• _Task item_
The entries must be retyped exactly, down to the last line.

• _Available records_
PR #506, opened 2024-09-26
Improve documentation on filters

Shnatsel:


src/filter.rs
```diff
@@ -297,12 +299,14 @@ impl FilterType {
     }
 }
 
-/// The filtering method for preprocessing scanline data before compression.
+/// Adaptive filtering tries every possible filter for each row and keeps the best one.
+/// This improves compression ratio, but makes encoding slower.
```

• _Your response_
PR #506, opened 2024-09-26
Improve documentation on filters

Shnatsel:


src/filter.rs
```diff
@@ -297,12 +299,14 @@ impl FilterType {
     }
 }
 
-/// The filtering method for preprocessing scanline data before compression.
+/// Adaptive filtering tries every possible filter for each row and keeps the best one.
+/// This improves compression ratio, but makes encoding slower.
```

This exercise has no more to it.